Das Erstgericht wies im dritten Rechtsgang das Klagebegehren auf Zuerkennung einer Versehrtenrente für die Folgen eines Arbeitsunfalls vom September 2004 ab und stellte fest, dass die Gesundheitsstörung des Klägers (Riss der Rotatorenmanschette) nicht auf einen Unfall aus September 2004 zurückzuführen ist. Es traf die eingangs wiedergegebenen Feststellungen und führte in der rechtlichen Beurteilung aus, der „medizinische Kausalitätszusammenhang zwischen der Unfallfolge und dem Unfallereignis von Anfang September 2004" sei nicht gegeben, sodass „die Gesundheitsstörung des Klägers nicht auf die Folgen des Unfalls von Anfang September 2004 zurückzuführen" sei.
Das Berufungsgericht bestätigte diese Entscheidung im Hinblick auf den im zweiten Rechtsgang ergangenen Aufhebungsbeschluss des Obersten Gerichtshofs vom 25. 11. 2008, 10 ObS 134/08s. Es sprach aus, die ordentliche Revision sei zulässig, weil der Oberste Gerichtshof in diesem Aufhebungsbeschluss nicht ausdrücklich von der Judikatur zu RIS-Justiz RS0119182 abgegangen sei.
Rechtliche Beurteilung
Die Revision des Klägers ist entgegen dem den Obersten Gerichtshof nicht bindenden Ausspruch des Berufungsgerichts (§ 508a Abs 1 ZPO) mangels Vorliegens einer im Sinn des § 502 Abs 1 ZPO erheblichen Rechtsfrage nicht zulässig.
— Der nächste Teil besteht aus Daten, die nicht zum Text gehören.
PR #2767, opened 2026-06-17
testing: Expand unit test coverage in test_convert and test_convert_extras

eddiestudies:
This PR makes progress on converters being tested directly within unit tests.

### DIFF
--- a/python/src/opendp/_convert.py
+++ b/python/src/opendp/_convert.py
@@ -82,7 +82,7 @@ def _check_and_cast_scalar(expected, value):
 
     if expected not in ATOM_EQUIVALENCE_CLASSES.get(inferred, [inferred]):
         raise TypeError(f"inferred type is {inferred}, expected {expected}. See {_ERROR_URL_298}")
-    
+
     if expected in INT_SIZES:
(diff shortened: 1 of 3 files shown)


python/src/opendp/_convert.py
```diff
@@ -299,6 +298,7 @@ def _slice_to_py(raw: FfiSlicePtr, type_name: Union[RuntimeType, str]) -> Any:
             return _slice_to_bitvector(raw)
 
         if type_name == "ExtrinsicObject":
+            # TODO: Add test_convert.py unit test
```
mccalluc, line 301: I have preference to include an issue URL in TODOs.
- Not critical here, but the issue might provide more info than you want to add inline.
- Having the issue makes sure the problem is being tracked externally, and not just in source.

... but my sense is that you'll be staying on this track, so not essential in this case.

mccalluc (approved):
Looks good: I'll prefix the title with "testing".

python/src/opendp/_convert.py
eddiestudies: If any are leftover after my next PR I will create the issue and link them

PR #161, opened 2020-06-09
Add GitHub CodeQL analysis

justinharringa:


.github/workflows/codeql-analysis.yml
```diff
@@ -0,0 +1,52 @@
...
+on:
+  push:
+  pull_request:
+  schedule:
+    - cron: '0 16 * * 6'
+
+jobs:
+  CodeQL-Build:
+
+    # CodeQL runs on ubuntu-latest and windows-latest
```
afalko, line 12: Why not alpine?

Im Aufhebungsbeschluss 10 ObS 134/08s wurde ausgesprochen, dass die Zurechnung eines Unfallschadens zur gesetzlichen Unfallversicherung nach der höchstgerichtlichen Rechtsprechung in mehreren Stufen zu erfolgen hat (vgl instruktiv Reissner, Kausalitätsbegriff der Unfallversicherung, DRdA 2005, 328):
Nach Bejahung des Kausalzusammenhangs zwischen der Erwerbstätigkeit und dem Unfall sowie des „inneren" (finalen) Zusammenhangs muss die aus dem geschützten Lebensbereich stammende, in einem inneren Zusammenhang mit der versicherten Tätigkeit stehende Ursache „wesentliche Bedingung" (wesentlich mitwirkende Ursache) für den Eintritt des Körperschadens sein. Als wesentlich wird eine Bedingung insbesondere dann angesehen, wenn ohne ihre Mitwirkung der Erfolg nur zu einem erheblich anderen Zeitpunkt oder nur in einem geringeren Umfang eingetreten wäre (10 ObS 140/06w = SSV-NF 20/63 mwN; RIS-Justiz RS0084345), nicht aber dann, wenn die Schädigung durch ein alltäglich vorkommendes Ereignis zu annähernd gleicher Zeit und in annähernd demselben Ausmaß hätte ausgelöst werden können (10 ObS 108/07s; 10 ObS 140/06w; 10 ObS 17/05f je mwN; RIS-Justiz RS0084318).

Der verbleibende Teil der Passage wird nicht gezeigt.